-- EXERCISE INPUTS follows --
PR #1132, opened 2021-09-16
Postpone consider-using-f-string

jacobtylerwalls:
Postpone `consider-using-f-string` until existing codebase is updated (53 warnings). Leave `consider-iterating-dictionary` and `consider-using-in` enabled.

Cherry-picked from #1131 so that it can be merged faster and unblock other PRs.

### DIFF
--- a/music21/abcFormat/testFiles.py
+++ b/music21/abcFormat/testFiles.py
@@ -838,7 +838,7 @@ class Test(unittest.TestCase):
             s = translate.abcToStreamScore(ah)
             part = s.parts[0]
             self.assertFalse(part.getElementsByClass(chord.Chord),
-- EXERCISE INPUTS concluded --
* THE PROBLEM
The entries shown above must be restated word for word.

* TASK ANSWER
PR #1132, opened 2021-09-16
Postpone consider-using-f-string

jacobtylerwalls:
Postpone `consider-using-f-string` until existing codebase is updated (53 warnings). Leave `consider-iterating-dictionary` and `consider-using-in` enabled.

Cherry-picked from #1131 so that it can be merged faster and unblock other PRs.

### DIFF
--- a/music21/abcFormat/testFiles.py
+++ b/music21/abcFormat/testFiles.py
@@ -838,7 +838,7 @@ class Test(unittest.TestCase):
             s = translate.abcToStreamScore(ah)
             part = s.parts[0]
             self.assertFalse(part.getElementsByClass(chord.Chord),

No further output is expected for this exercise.